Task details -
Below is a block of entries; repeat exactly the lines starting at the line that contains "PR #1165, opened 2026-04-26" and ending at the line that contains "written into the", both included.

Record excerpts -
****************************************

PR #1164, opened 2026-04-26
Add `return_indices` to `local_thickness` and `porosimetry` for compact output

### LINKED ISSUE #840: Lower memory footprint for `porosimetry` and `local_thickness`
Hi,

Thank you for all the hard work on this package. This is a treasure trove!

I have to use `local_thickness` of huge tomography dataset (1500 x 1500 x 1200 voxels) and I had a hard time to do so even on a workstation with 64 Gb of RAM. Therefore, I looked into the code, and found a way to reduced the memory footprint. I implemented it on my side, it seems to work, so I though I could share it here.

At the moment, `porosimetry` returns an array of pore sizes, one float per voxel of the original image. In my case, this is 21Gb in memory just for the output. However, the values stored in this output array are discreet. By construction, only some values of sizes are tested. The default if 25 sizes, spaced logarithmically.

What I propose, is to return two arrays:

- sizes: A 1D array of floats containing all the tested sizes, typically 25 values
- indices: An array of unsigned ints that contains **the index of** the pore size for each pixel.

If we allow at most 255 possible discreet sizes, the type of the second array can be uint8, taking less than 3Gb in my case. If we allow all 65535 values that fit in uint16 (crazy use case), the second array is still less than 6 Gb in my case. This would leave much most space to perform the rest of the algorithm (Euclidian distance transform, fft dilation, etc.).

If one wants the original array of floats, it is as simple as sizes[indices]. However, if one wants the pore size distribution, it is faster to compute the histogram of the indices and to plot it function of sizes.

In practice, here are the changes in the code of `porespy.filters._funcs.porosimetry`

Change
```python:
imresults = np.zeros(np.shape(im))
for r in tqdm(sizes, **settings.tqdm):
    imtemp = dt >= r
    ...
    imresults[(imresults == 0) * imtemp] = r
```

****************************************

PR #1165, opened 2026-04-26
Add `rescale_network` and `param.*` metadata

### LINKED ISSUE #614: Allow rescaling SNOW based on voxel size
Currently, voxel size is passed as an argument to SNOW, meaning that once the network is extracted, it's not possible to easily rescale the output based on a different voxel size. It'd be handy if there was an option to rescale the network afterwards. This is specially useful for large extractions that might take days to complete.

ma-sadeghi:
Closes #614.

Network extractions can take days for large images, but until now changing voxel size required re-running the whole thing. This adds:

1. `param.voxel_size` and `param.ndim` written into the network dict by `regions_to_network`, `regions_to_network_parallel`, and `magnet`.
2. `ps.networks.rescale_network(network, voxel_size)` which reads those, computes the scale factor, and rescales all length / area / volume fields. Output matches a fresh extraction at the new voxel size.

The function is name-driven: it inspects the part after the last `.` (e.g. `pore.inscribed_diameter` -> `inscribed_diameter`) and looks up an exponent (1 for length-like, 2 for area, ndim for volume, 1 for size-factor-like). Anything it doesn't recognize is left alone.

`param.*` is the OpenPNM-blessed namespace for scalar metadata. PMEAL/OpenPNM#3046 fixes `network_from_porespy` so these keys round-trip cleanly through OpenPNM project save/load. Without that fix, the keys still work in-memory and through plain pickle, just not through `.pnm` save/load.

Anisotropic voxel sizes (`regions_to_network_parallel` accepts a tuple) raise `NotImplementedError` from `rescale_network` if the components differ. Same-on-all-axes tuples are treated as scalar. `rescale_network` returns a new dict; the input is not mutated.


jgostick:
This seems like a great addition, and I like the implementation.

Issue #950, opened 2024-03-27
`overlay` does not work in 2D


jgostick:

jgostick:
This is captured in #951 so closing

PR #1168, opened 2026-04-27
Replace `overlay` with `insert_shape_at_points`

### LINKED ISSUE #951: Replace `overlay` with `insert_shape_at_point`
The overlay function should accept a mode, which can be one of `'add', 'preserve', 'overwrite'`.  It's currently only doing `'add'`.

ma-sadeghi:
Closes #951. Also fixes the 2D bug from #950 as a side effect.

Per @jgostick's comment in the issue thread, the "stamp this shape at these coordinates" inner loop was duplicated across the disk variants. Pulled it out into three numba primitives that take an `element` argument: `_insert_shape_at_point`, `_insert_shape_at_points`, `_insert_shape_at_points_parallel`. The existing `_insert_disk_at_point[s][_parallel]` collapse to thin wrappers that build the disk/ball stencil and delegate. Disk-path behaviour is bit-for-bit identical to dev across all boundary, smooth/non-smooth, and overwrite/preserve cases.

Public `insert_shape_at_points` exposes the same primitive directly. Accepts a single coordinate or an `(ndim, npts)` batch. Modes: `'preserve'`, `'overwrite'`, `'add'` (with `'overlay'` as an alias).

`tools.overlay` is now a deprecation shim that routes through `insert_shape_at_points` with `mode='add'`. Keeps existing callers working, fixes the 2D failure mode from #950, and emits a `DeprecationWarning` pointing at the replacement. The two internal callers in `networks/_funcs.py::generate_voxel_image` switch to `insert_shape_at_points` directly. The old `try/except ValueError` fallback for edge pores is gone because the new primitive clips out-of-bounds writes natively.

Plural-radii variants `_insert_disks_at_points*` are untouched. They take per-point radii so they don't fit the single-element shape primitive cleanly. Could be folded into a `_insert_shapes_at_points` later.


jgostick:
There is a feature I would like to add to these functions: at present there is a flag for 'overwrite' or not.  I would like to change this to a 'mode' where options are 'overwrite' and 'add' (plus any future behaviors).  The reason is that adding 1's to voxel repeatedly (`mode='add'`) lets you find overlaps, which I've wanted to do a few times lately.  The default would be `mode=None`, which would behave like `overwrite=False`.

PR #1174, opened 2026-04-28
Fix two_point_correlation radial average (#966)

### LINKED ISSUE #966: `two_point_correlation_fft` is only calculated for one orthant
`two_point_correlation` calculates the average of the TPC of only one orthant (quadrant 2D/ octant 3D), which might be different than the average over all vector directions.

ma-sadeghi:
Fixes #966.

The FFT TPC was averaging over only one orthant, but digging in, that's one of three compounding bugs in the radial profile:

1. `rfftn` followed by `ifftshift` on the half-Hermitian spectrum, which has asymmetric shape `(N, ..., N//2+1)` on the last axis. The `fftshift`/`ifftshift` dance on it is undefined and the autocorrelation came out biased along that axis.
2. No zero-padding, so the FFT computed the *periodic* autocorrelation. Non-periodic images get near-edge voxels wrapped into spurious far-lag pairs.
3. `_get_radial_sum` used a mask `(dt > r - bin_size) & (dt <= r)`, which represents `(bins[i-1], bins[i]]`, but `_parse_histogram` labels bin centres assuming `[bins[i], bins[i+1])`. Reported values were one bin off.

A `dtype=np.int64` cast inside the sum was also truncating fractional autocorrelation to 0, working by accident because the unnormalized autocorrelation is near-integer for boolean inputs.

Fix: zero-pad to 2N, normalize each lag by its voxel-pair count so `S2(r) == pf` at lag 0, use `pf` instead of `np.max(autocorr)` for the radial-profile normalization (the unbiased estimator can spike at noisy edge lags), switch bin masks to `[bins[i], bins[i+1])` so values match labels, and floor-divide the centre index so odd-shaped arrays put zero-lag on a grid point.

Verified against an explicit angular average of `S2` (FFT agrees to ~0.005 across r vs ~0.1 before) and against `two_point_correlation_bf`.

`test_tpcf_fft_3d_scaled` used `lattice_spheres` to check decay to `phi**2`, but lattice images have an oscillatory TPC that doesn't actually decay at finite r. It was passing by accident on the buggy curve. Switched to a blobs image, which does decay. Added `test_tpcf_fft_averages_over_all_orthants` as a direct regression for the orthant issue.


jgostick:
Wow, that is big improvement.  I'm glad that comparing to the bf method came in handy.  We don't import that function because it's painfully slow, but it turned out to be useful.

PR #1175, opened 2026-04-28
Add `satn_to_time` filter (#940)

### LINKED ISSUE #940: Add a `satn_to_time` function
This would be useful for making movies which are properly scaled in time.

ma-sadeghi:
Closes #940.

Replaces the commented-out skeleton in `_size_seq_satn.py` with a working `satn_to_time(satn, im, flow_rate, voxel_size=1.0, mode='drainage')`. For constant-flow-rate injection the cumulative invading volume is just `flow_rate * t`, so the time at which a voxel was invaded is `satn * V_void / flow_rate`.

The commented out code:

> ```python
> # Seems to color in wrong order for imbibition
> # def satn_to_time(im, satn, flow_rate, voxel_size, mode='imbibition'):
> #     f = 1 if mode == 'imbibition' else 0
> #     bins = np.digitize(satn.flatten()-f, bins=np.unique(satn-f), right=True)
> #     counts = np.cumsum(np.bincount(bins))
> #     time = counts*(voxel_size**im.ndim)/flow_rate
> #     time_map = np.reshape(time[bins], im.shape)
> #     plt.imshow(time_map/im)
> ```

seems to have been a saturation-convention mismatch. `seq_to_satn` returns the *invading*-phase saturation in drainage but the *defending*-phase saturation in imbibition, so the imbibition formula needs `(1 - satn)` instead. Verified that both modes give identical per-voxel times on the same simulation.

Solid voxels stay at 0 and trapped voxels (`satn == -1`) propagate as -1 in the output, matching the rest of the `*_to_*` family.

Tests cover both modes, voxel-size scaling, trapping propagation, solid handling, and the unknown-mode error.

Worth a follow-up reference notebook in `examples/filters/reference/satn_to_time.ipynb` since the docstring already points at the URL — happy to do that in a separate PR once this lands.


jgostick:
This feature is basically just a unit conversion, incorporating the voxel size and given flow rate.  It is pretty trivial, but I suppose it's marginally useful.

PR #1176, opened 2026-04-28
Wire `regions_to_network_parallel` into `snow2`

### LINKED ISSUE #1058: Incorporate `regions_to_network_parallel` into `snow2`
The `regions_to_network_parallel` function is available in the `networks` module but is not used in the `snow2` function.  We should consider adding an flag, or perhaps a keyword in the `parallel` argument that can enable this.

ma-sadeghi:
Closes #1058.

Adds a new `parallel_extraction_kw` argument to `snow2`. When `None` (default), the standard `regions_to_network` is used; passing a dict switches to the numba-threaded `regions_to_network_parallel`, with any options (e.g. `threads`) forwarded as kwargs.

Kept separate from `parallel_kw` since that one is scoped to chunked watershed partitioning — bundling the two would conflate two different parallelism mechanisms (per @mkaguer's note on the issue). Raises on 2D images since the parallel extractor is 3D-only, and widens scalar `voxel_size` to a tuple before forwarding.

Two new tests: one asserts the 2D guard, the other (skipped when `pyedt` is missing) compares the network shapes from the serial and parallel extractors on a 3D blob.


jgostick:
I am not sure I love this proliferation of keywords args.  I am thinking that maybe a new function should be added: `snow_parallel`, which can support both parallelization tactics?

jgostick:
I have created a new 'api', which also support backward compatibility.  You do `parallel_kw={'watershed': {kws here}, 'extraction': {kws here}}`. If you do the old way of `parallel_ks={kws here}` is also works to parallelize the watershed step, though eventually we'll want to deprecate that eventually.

****************************************

Result of this exercise -
PR #1165, opened 2026-04-26
Add `rescale_network` and `param.*` metadata

### LINKED ISSUE #614: Allow rescaling SNOW based on voxel size
Currently, voxel size is passed as an argument to SNOW, meaning that once the network is extracted, it's not possible to easily rescale the output based on a different voxel size. It'd be handy if there was an option to rescale the network afterwards. This is specially useful for large extractions that might take days to complete.

ma-sadeghi:
Closes #614.

Network extractions can take days for large images, but until now changing voxel size required re-running the whole thing. This adds:

1. `param.voxel_size` and `param.ndim` written into the network dict by `regions_to_network`, `regions_to_network_parallel`, and `magnet`.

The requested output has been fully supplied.